_Input data_.
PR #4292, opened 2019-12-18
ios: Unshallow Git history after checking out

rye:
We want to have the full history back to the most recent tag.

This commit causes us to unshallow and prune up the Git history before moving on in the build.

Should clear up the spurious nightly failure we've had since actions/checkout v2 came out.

---

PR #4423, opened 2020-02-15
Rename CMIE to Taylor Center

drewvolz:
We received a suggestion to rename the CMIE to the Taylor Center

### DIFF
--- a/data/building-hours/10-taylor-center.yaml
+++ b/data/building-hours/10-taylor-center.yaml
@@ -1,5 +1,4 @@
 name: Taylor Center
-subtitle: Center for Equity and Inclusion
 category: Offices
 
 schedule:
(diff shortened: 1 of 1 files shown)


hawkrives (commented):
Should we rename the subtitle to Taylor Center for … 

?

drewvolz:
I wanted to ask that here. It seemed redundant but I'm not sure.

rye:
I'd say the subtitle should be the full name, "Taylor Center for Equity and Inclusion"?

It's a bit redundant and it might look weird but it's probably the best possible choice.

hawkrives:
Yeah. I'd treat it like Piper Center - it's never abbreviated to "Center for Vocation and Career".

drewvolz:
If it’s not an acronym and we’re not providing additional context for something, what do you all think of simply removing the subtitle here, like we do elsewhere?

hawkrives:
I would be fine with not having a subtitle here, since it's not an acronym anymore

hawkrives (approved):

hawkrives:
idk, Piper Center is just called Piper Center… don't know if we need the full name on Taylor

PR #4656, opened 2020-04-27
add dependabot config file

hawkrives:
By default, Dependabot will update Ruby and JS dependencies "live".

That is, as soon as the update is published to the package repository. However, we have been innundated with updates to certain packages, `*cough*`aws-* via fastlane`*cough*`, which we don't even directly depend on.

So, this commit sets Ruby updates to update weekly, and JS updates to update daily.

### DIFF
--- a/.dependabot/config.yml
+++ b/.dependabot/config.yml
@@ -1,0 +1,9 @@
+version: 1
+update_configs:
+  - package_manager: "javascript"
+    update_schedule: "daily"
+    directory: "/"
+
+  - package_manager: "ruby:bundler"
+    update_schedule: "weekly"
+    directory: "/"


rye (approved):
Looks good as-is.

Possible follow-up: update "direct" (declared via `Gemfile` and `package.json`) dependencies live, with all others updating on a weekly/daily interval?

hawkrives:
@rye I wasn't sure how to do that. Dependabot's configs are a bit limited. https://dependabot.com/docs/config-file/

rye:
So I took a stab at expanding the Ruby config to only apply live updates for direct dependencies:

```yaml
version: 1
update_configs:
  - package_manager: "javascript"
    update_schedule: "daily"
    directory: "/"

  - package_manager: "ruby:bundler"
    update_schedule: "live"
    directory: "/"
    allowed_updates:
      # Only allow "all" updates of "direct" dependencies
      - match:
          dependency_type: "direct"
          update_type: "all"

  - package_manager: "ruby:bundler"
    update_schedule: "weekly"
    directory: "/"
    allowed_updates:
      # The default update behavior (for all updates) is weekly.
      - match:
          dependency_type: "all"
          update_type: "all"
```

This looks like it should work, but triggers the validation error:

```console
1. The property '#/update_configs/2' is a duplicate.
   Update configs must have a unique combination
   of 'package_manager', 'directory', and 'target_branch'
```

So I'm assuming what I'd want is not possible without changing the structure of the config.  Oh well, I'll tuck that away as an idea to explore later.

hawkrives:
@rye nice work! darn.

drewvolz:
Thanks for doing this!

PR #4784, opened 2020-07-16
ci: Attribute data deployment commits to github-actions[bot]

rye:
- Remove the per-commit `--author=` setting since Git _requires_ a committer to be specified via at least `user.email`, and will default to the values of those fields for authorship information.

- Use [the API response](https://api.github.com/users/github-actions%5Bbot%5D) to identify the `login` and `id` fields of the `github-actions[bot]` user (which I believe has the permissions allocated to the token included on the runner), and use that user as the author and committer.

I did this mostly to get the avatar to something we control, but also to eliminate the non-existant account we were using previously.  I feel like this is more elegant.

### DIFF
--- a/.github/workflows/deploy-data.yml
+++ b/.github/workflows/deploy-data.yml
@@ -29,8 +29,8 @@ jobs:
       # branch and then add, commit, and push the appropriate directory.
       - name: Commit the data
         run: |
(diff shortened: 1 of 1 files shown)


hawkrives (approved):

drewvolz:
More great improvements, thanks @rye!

* * *

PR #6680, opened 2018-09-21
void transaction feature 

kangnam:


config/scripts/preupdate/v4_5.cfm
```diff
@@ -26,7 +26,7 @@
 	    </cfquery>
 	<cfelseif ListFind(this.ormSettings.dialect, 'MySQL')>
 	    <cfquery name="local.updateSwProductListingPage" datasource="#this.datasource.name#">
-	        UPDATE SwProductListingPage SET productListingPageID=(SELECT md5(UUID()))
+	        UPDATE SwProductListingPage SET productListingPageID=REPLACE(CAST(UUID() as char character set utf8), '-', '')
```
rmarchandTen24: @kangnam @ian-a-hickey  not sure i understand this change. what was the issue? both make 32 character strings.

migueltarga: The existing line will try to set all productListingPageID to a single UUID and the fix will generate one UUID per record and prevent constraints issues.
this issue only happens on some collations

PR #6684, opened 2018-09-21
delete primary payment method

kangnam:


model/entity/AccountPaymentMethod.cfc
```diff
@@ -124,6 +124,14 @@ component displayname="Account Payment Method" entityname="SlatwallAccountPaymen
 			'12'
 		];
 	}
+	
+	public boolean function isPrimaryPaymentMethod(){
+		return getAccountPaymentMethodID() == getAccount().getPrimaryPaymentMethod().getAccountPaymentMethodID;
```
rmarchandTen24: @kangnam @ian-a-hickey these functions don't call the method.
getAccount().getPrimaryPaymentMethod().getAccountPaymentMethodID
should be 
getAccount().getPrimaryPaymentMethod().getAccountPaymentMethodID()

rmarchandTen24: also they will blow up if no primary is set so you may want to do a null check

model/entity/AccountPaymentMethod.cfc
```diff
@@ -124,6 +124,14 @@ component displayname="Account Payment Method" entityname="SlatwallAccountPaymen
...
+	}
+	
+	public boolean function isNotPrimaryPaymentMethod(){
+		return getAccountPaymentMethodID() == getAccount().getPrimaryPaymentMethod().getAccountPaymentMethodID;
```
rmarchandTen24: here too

_Task item_. Using the entries above, output exactly the lines between the line holding "PR #4292, opened 2019-12-18" and the line holding "Should clear up", end lines included, and nothing more.

_Solution to this exercise_.
PR #4292, opened 2019-12-18
ios: Unshallow Git history after checking out

rye:
We want to have the full history back to the most recent tag.

This commit causes us to unshallow and prune up the Git history before moving on in the build.

Should clear up the spurious nightly failure we've had since actions/checkout v2 came out.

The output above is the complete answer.